OK I have tried now. It's part solved. But not fully, as exists a wider situation / matter. Of a prior use case (so not a regression bug, but a regression in observed functionality. Which i would like to re-instate return back into the skippy program. That remaining matter is created as it's own seperated new issue here:

https://github.com/dreamcat4/skippy-xd/issues/161

In terms of removal of runner script, it will be phased removal:

When the systemd user file is added, then the runner script will not any longer to be auto installed anymore (and not generally speaking recommended). And be removed from docs...

So it may be due to be taken out from "make install" target. While the script itself can perhaps linger in the git repo. At least for a while longer.

felixfung commented 1 year ago

I don't understand, you propose introducing systemd service just to catch skippy crash and rerun?

Crashes happen on any app that is written in c/c++. But that doesn't mean we write wrapper around each c/c++ app. The correct approach is to encourage reporting of crashes and its reproduction steps, and then fix the crash. That is because crashes are high impact bugs, but only low/moderate cost to fix. So the priority shouldn't be so much to hide them or to work around them, but to fix them.

I can give you a recent example. While testing on GNOME, skippy would crash on every second run. Quick debugging shows that the root cause was GNOME uses _NET_CLIENT_LIST rather than XQueryTree call in the config option, and I put that in the wiki for GNOME user, and we have perfect resolving of this crash issue. In this case and in general, wrapping skippy for crash would be a fundamentally bad approach.

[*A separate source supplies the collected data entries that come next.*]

PR #797, opened 2026-05-13
fix(studio): align preview fonts with render

func25:
## What

Align Studio preview font handling with final render.

## Why

Preview and render use different font handling. I found this when making a video with a quite strict text's size and position.  This bug could change text width and make text layout look different between preview and final render.

## How

Add a preview HTML transform hook in the Studio API. Use it in preview adapters to inject the same deterministic fonts used by render.

_I only fixed the font handling. For other mismatches between preview and render, consider making another PR (or I can make it later if having more time)._

## Test plan

How was this tested?

- [x] Unit tests added/updated
- [x] Manual testing performed
- [ ] Documentation updated (if applicable)

PR #673, opened 2026-05-08
fix(player): drive src URL timelines without runtime

miguel-heygen:
## Problem

Fixes #672.

`<hyperframes-player src="...">` can load a same-origin standalone GSAP composition and parse its duration from `window.__timelines`, but playback controls do not drive that timeline when the iframe never installs the HyperFrames runtime bridge.

In the reported repro, `player.currentTime = 2` updated the player element's cached time, while `iframe.contentWindow.__timelines.main.time()` stayed at `0` and the visible title remained at its initial opacity.

## What this fixes

This PR adds a direct same-origin timeline adapter for standalone `window.__timelines` compositions when no runtime bridge is present.

- `seek()` now falls back from `window.__player.seek()` to direct `timeline.seek(seconds)` before using `postMessage`.
- `play()` / `pause()` directly call `timeline.play()` / `timeline.pause()` for standalone timeline-only embeds.
- The player maintains its parent-side `currentTime` while a direct timeline is playing by sampling `timeline.time()` on `requestAnimationFrame`.
- Runtime-backed compositions remain runtime-owned. If `window.__hf` or `window.__player` is installed, the player does not bypass the runtime to drive raw `__timelines`.

## Root cause

The iframe probe treated raw `window.__timelines` as a valid duration adapter and marked the player ready, but the control paths only talked to either:

1. `window.__player.seek()` for same-origin runtime installs, or
2. `postMessage({ source: "hf-parent", type: "control" })` for runtime bridge installs.

A standalone same-origin `src=URL` composition with only `window.__timelines` has neither a `window.__player` sync bridge nor a postMessage listener. The player could discover duration from the timeline but had no transport that actually drove it.

### Local checks

- `bun run --filter @hyperframes/player test` — 107/107 pass
- `bun run --filter @hyperframes/player typecheck`
- `bun run --filter @hyperframes/player build`
- `bunx oxlint packages/player/src/hyperframes-player.ts packages/player/src/hyperframes-player.test.ts`
- `bunx oxfmt --check packages/player/src/hyperframes-player.ts packages/player/src/hyperframes-player.test.ts`
- `git diff --check`
- Lefthook pre-commit passed lint, format, and typecheck before commit.

### Browser verification

Used `agent-browser` against a local same-origin harness matching issue #672:

- Parent page loads the locally built player bundle via `<script type="module" src="/player.js">`.
- Player embeds `<hyperframes-player src="/composition.html" shader-loading="none" controls>`.
[...]

PR #488, opened 2026-04-25
ci: guard release channel publishing

miguel-heygen:
## Summary
- add a release-channel validator that blocks stable tags from prerelease-only branches and prerelease tags from stable branches
- wire the publish workflow to fetch branch history and validate channel boundaries before publishing
- document the stable vs alpha branch policy and npm dist-tag behavior

## Testing
- node --test scripts/validate-release-channel.test.mjs
- bunx oxfmt --check scripts/validate-release-channel.mjs scripts/validate-release-channel.test.mjs package.json .github/workflows/publish.yml docs/docs.json docs/contributing/release-channels.mdx
- bunx oxlint scripts/validate-release-channel.mjs scripts/validate-release-channel.test.mjs

## Notes
- No browser flow exists for this CI/docs-only release guard change.

Issue #473, opened 2026-04-24
linter: flag missing tl.set() hard-kill on scene-boundary exits


ibrews:
## Background

[PR #364](https://github.com/heygen-com/hyperframes/pull/364) added Rule 5 to `step-6-build.md`:

> Every element whose visibility changes at a beat boundary needs a deterministic `tl.set()` kill after its exit tween — not just captions. Without it, non-linear seeking can land between the fade end and the next scene start, leaving the element partially visible or causing a black-frame gap.

## Problem

In a/b testing of PR #364 (see review [#4167523103](https://github.com/heygen-com/hyperframes/pull/364#pullrequestreview-4167523103)), the sub-agent produced 0 `tl.set()` hard-kills even with the rule present in the prompt — in both runs. The rule is documented but documentation alone isn't a reliable enforcement mechanism for sub-agents.

Meanwhile, scans of existing Stripe compositions found 86 exit animations with only 1 `tl.set()` hard-kill, and black-frame gaps at every beat boundary in rendered snapshots. The bug is real and widespread.

## Proposed linter rule

Flag any element that has an exit tween ending at or near a `data-start` boundary without a corresponding `tl.set()` clearing its opacity/visibility at that same position.

Heuristic:
- Find `tl.to(el, { opacity: 0, ... }, t)` where `t + duration` ≈ a scene boundary
- Check whether a `tl.set(el, { opacity: 0 })` (or equivalent) exists at the same position
- If not → warn: `missing hard-kill after exit tween on <selector> at t=<time>`

## Notes

- The existing caption hard-kill check is already a narrower version of this. This would generalize it to all scene-boundary exits.
- False positive risk: elements that are hidden by other means (e.g., parent clip, `display: none` on the scene root). May need to be scoped to elements inside `.clip` containers only.
- Related: linter heuristic inconsistency on `overlapping_gsap_tweens` (separate issue) may be masking some of these cases.

PR #3822, opened 2026-09-09
fix(security): verify CDN script integrity before inlining

jrusso1020:
CDN-backed compositions could execute changed third-party scripts, and producer compilation fetched and inlined scripts without checking their `integrity` attribute. Pin the existing GSAP 3.12.2 and Three.js r128 bytes in nine compositions and verify supported SRI digests before decoding or inlining downloaded scripts. Library versions and script contents stay unchanged. A verified integrity mismatch aborts compilation, producing no executable fallback HTML. Ordinary network/HTTP failures retain the existing fallback behavior. Nested and template composition hoisting carries integrity/CORS attributes into both preview and producer output. A child pin strengthens existing same-URL root tags; conflicting nonempty integrity strings fail explicitly rather than discarding a requirement. Protected local scripts remain external for browser verification.

Alert mapping:
- #797, #673, #488, #473, #393: five producer fixtures using GSAP 3.12.2.
- #405, #404, #403, #402: four liquid-glass registry blocks using Three.js r128.
- Shared compiler coverage verifies raw bytes (including BOM), strongest-algorithm selection, multiple digests, reserved options, URL-safe base64, case-insensitive algorithm tokens, unsupported metadata, and tampered-response rejection. Explicit hashing works under Node and Bun; Bun's fetch integrity option alone did not enforce the check in our probe.

Validation: CDN bytes independently match npm release artifacts. Full workspace build, producer typecheck, 135 compiler tests and 2,711 core tests, the full producer Bun unit lane, and Fallow pass. The new regression fails the original compiler. Real Chromium executes both exact library payloads and blocks modified responses; the actual compiler accepts/rejects the same payloads under Node and Bun. All five producer fixtures pass CLI lint/check. All four registry blocks pass lint, runtime, layout, and motion with their bundled assets and library dependencies preserved; the full check remains red only for pre-existing contrast findings, reproduced on both baseline and fixed HTML.

Local broader-suite limitations: the Vitest producer unit lane has 663 passing tests, one skip, and one unchanged audio loudness failure (3.9 LUFS difference versus a 3 LUFS limit), reproduced with the original compiler. Integration Vitest has 77 passing tests; the Bun integration runner reaches cross-worker tests that require beginframe capture, while this macOS browser selects screenshot capture. These are not claimed green; native CI must pass before merge. No workflow or threshold changes.

Nested validation exercises real bundleToSingleHtml and compileForRender paths, including an unpinned root duplicate, valid versus tampered CDN bytes, duplicate pin retention, conflicting pins, and protected local template scripts. The nested tampering regression fails the previous head. Full workspace build, core/producer types, and change-scoped Fallow pass.

Local script inline decisions are deferred until nested/template requirements are collected. Resolved-path matching covers aliases such as local.js and ./local.js; root, sibling, and template unpinned-first regressions all fail the earlier implementation and pass now. Emitted supported algorithm tokens are normalized to lowercase for browser enforcement. Unprotected script chunk order is retained.

### DIFF
--- a/packages/core/src/compiler/externalScripts.ts
+++ b/packages/core/src/compiler/externalScripts.ts
@@ -21,7 +21,14 @@ export function ensureExternalScriptTag(
   );
   const requirements = new Set(
     [attributes.integrity, ...existing.map((el) => el.getAttribute("integrity"))]
-      .map((value) => value?.trim())
+      .map((value) =>
+        value
+          ?.trim()
+          .replace(
+            /(^|[\t\n\f\r ])(sha256|sha384|sha512)-/gi,
+            (_match, space: string, algorithm: string) => `${space}${algorithm.toLowerCase()}-`,
+          ),
+      )
       .filter((value): value is string => Boolean(value)),
   );
   if (requirements.size > 1) {
--- a/packages/core/src/compiler/externalScripts.ts
+++ b/packages/core/src/compiler/externalScripts.ts
@@ -1,0 +1,42 @@
+export interface ExternalScriptAttributes {
+  integrity?: string;
+  crossorigin?: string;
+}
+
+export function readExternalScriptAttributes(el: Element): ExternalScriptAttributes {
+  const attributes: ExternalScriptAttributes = {};
+  if (el.hasAttribute("integrity")) attributes.integrity = el.getAttribute("integrity") || "";
+  if (el.hasAttribute("crossorigin")) attributes.crossorigin = el.getAttribute("crossorigin") || "";
+  return attributes;
+}
+
+/** Deduplicate scripts without discarding a nested composition's integrity requirement. */
+export function ensureExternalScriptTag(
+  doc: Document,
+  src: string,
+  attributes: ExternalScriptAttributes = {},
+): void {
+  const existing = [...doc.querySelectorAll("script[src]")].filter(
+    (el) => el.getAttribute("src")?.trim() === src,
+  );
+  const requirements = new Set(
+    [attributes.integrity, ...existing.map((el) => el.getAttribute("integrity"))]
+      .map((value) => value?.trim())
+      .filter((value): value is string => Boolean(value)),
+  );
+  if (requirements.size > 1) {
+    throw new Error(`Conflicting script integrity requirements for ${src}`);
+  }
+  const integrity = [...requirements][0];
+  const elements = existing.length ? existing : [doc.createElement("script")];
+  for (const el of elements) {
+    if (integrity) el.setAttribute("integrity", integrity);
+    if (attributes.crossorigin !== undefined)
+      el.setAttribute("crossorigin", attributes.crossorigin);
+  }
+  if (!existing.length) {
+    const el = elements[0]!;
+    el.setAttribute("src", src);
+    doc.body.appendChild(el);
+  }
+}
--- a/packages/core/src/compiler/htmlBundler.test.ts
+++ b/packages/core/src/compiler/htmlBundler.test.ts
@@ -1685,3 +1685,43 @@ it("keeps protected local scripts external when hoisting an inline template", as
     rmSync(dir, { recursive: true, force: true });
   }
 });
+
+it.each(["root", "sibling", "template"])(
+  "does not inline local bytes before a later %s integrity requirement",
+  async (placement) => {
+    const unpinned = '<script src="local.js"></script>';
+    const pinned =
+      '<script src="./local.js" integrity="sHa384-YQ==" crossorigin="anonymous"></script>';
+    const rootScript = placement === "root" ? unpinned : "";
+    const first =
+      placement === "sibling"
+        ? '<div data-composition-id="first" data-composition-src="first.html"></div>'
+        : "";
+    const templates =
+      placement === "template"
+        ? `<template id="first-template"><div data-composition-id="first">${unpinned}</div></template><template id="child-template"><div data-composition-id="child">${pinned}</div></template>`
+        : "";
+    const children =
+      placement === "template"
+        ? '<div data-composition-id="first" data-start="0" data-duration="1"></div><div data-composition-id="child" data-start="0" data-duration="1"></div>'
+        : `${first}<div data-composition-id="child" data-composition-src="child.html"></div>`;
+    const dir = makeTempProject({
+      "index.html": `<html><head>${rootScript}</head><body>${templates}<div data-composition-id="root" data-width="320" data-height="180" data-duration="1">${children}</div></body></html>`,
+      "first.html": `<html><head>${unpinned}</head><body><div data-composition-id="first" data-width="320" data-height="180" data-duration="1">First</div></body></html>`,
+      "child.html": `<html><head>${pinned}</head><body><div data-composition-id="child" data-width="320" data-height="180" data-duration="1">Child</div></body></html>`,
+      "local.js": "window.alteredLocalBytes = true;",
+    });
+    try {
+      const bundled = await bundleToSingleHtml(dir);
+      expect(bundled).not.toContain("window.alteredLocalBytes = true;");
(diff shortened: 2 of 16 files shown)


miguel-heygen (changes requested):
The raw-byte check is correctly placed before `TextDecoder`, and the fixture digests independently match the exact cdnjs/npm bytes. Strongest-algorithm selection, multiple same-strength hashes, unsupported-only metadata, reserved options, URL-safe base64, and mismatch fallback otherwise match the browser behavior I checked.

**Blocker — `packages/producer/src/services/htmlCompiler.ts:1169`: preserve case-insensitive SRI algorithm tokens.** The SRI contract defines a supported algorithm token by its ASCII-lowercased value, and Chromium accepts `SHA384-…`. This regex recognizes only lowercase names. Consequently a valid uppercase or mixed-case token produces no hashes, reaches `if (!strongest) return true`, and disables verification. I reproduced the concrete bypass with an uppercase SHA-384 digest for trusted bytes and a fetch returning `window.compromised=true;`: the compiler reported `compromisedInlined: true` and removed the external tag, while Chromium rejects the same mismatched response. Normalize the parsed algorithm (or make matching case-insensitive and lowercase the capture) before strongest selection, and add the mixed-case mismatch regression.

Focused evidence: `bun test packages/producer/src/services/htmlCompiler.test.ts` — 134 pass; exact CDN SHA-384 digests and npm byte equality both verified.

**Verdict:** REQUEST CHANGES
**Reasoning:** The nine pinned lowercase tags are correct, but the new shared verifier has a standards-valid case variant that bypasses the integrity check and inlines modified code.

— Magi

miguel-heygen (changes requested):
Correction to my prior review evidence: my first browser probe showed that a matching uppercase token executed, but did not exercise an uppercase mismatch. The author correctly called out that gap. I reran the exact case without request interception using `HeadlessChrome/152.0.7977.42`: lowercase mismatch → blocked; `SHA384` mismatch → altered script executed; `sHa384` mismatch → altered script executed.

The compiler-side casing fix at `packages/producer/src/services/htmlCompiler.ts:1169-1180` is correct and closes the original bypass: mixed-case supported algorithms are normalized for strongest-selection and comparison, and the new tests discriminate valid from tampered bytes.

**Blocker — integrity mismatch still falls through to an executable browser retry.** At `htmlCompiler.ts:1211-1213`, a mismatch becomes a rejected `Promise.allSettled` item; `htmlCompiler.ts:1234-1240` handles every rejection identically by warning and leaving the original external tag in the document. For lowercase metadata Chrome blocks that fallback. For the standards-valid mixed-case metadata the compiler now rejects, Chrome 152 ignores the token and executes the altered response. The exact attack path is therefore: compiler detects tampered bytes → preserves `src` + mixed-case integrity → render browser fetches the same tampered URL → browser executes it.

Treat a verified integrity mismatch differently from a download/HTTP failure: fail compilation, or remove/replace the executable tag so the result cannot run remote bytes. Failing compilation is the clearest contract. Keep the existing availability fallback for ordinary fetch failures if desired; a successful fetch whose bytes violate declared integrity is not an availability failure. Update the unit assertion at `htmlCompiler.test.ts:356-360`, which currently pins the unsafe retained-tag behavior for every mismatch, and add the mixed-case browser mismatch control if that browser behavior remains part of the rationale.

Fresh focused evidence: `bun test packages/producer/src/services/htmlCompiler.test.ts` — 134 pass; direct browser probe output: `lowercaseMismatch blocked`, `uppercaseMismatch altered`, `mixedCaseMismatch altered`. CI is still running on this head.

— Magi

**Verdict:** REQUEST CHANGES
**Reasoning:** Algorithm normalization is fixed, but the mismatch recovery path hands execution back to a browser that demonstrably does not enforce the same valid metadata spelling, so tampered CDN code can still run.

miguel-heygen (changes requested):
Re-review at exact `1728c44524749c9c8f605ac25bc3d41caf3a3ea8`. The remote/nested metadata model is coherent: `scriptItems` carries integrity/CORS, both producer and core use the same reconstruction helper, exact-URL root duplicates are strengthened, later unpinned references retain a pin, and distinct non-empty requirements fail explicitly. The prior mixed-case fallback blocker is also closed.

**Blocker — an unpinned local script can be inlined before a later nested pin is discovered.** `packages/core/src/compiler/htmlBundler.ts:865-899` inlines every relative root script before sub-compositions are parsed, without checking `integrity`. When the child pin is processed later at `htmlBundler.ts:941-963`, `ensureExternalScriptTag` adds a protected external tag but cannot retract the already-emitted inline chunk. I reproduced this with root `<script src="local.js">`, a child tag for the same `local.js` carrying the SHA-384 of trusted bytes, and altered bytes on disk. `bundleToSingleHtml` returned both `alteredInline: true` and `protectedExternal: true`: the browser executes the altered inline code before it ever verifies the protected duplicate.

The same ordering exists within collected children/templates: an unpinned relative item pushes bytes at `htmlBundler.ts:954-959` (or `hoistExternalScript` at `htmlBundler.ts:743-750`), while a later pinned sibling only creates/strengthens an external tag. The new protected-local-template test covers a pin seen first; it does not cover an unpinned-first/pinned-later requirement.

Collect and merge the integrity requirement for each resolved local script URL before inlining any bytes, then either verify those bytes before inlining or keep one protected external tag. Conflict detection also needs to happen before a chunk for that URL is committed. Please pin both root-unpinned + child-pinned local bytes and sibling/template unpinned-first + pinned-later; mismatched bytes must never appear in inline output.

Fresh focused suites are otherwise green: `bun test htmlBundler.test.ts inlineSubCompositions.test.ts htmlCompiler.test.ts` → **225 pass, 0 fail**. Native CI is still running on this head.

— Magi

**Verdict:** REQUEST CHANGES
**Reasoning:** CDN requirements now survive reconstruction, but the core bundler can still execute unverified local bytes when an integrity requirement arrives after an earlier inline decision.

miguel-heygen (approved):
Final re-review at exact `db10320fc04326b51a22cfb49daf59280106fccb`. All three prior security blockers are closed.

- Supported SRI tokens are parsed case-insensitively and canonicalized to lowercase before browser fallback; raw fetched bytes are checked before decoding. A verified mismatch raises through `Promise.allSettled` and aborts compilation, while ordinary network/HTTP failures retain their existing external-tag fallback.
- `scriptItems` carries integrity/CORS through nested and template extraction. Producer and core reconstruct through the same helper; an exact-URL child pin strengthens existing root duplicates, later unpinned references retain it, and distinct non-empty requirements fail before output.
- The core bundler now defers every local inline decision until sub-composition/template requirements are collected. Resolved-path comparison joins `local.js` / `./local.js`; root, sibling, and template unpinned-first cases remain external once any later pin exists. My exact altered-file probe now returns `alteredInline: false`, with every surviving alias tag carrying canonical `sha384-…`. Unprotected chunks retain their original document/chunk order.
- The nine alert mappings and CDN SHA-384 values were independently verified earlier against exact cdnjs/npm bytes. No PR-ref code-scanning alerts or unresolved review threads remain.

Fresh focused evidence: `bun test packages/core/src/compiler/htmlBundler.test.ts packages/core/src/compiler/inlineSubCompositions.test.ts packages/producer/src/services/htmlCompiler.test.ts` → **228 pass, 0 fail**. Every applicable native check is now green, including JavaScript CodeQL, full Test, build/type/lint/Fallow, producer unit/integration, catalog/preview, Windows, perf, and all regression shards.

Non-blocking compatibility note: resolved local aliases remain as separate protected external tags, preserving the pre-existing duplicate execution count rather than silently changing authored behavior.

— Magi

**Verdict:** APPROVE
**Reasoning:** Integrity requirements now survive every direct, nested, template, duplicate, alias, and local-inline boundary audited; mismatches cannot return executable fallback HTML, and all focused and native evidence is green.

I am going to close this issue because I don't believe in replacing the named pipe mechanism, or introducing systemd service. If you incline you can remove skippy-runner.

dreamcat4 commented 1 year ago

you propose introducing systemd service just to catch skippy crash and rerun?

Absolutely no:

It is (more generally speaking) an addition which is frequently requested by both distros and regular users. Who both generally prefer this exact file to be included upstream these days. Living in modern era. Rather than have quite a few individual distro(s) reproduce such a file to add it themselves. And then have different version(s) or variants of that service file out there.

Another issue with your argument to discourage systemd is that it only holds a value in the situation of continued project support. Because in the situation of no longer support (to fix bugs) then restarting of the daemon is in fact a more desirable outcome.

The example given is indeed a good counterpoint. However on balance it is too narrow to justify outright prohibiting any such introduction of a systemd service file. Which BTW does include relevant mechanisms to detect any such failures and crashes. (Or not), as is the determination of the end user of the system. But it is not a forced determination.

Furthermore:

The actual usage of the systemd service file is itself not mandatory when installed. However as an alternative to the runner script it is less confusing alternative (from a user perspective, as to which command to actually run to invoke skippy). So that is itself a step forwards.

felixfung commented 1 year ago

I don't 100% agree with you but I do agree that introducing an extra file does not hurt.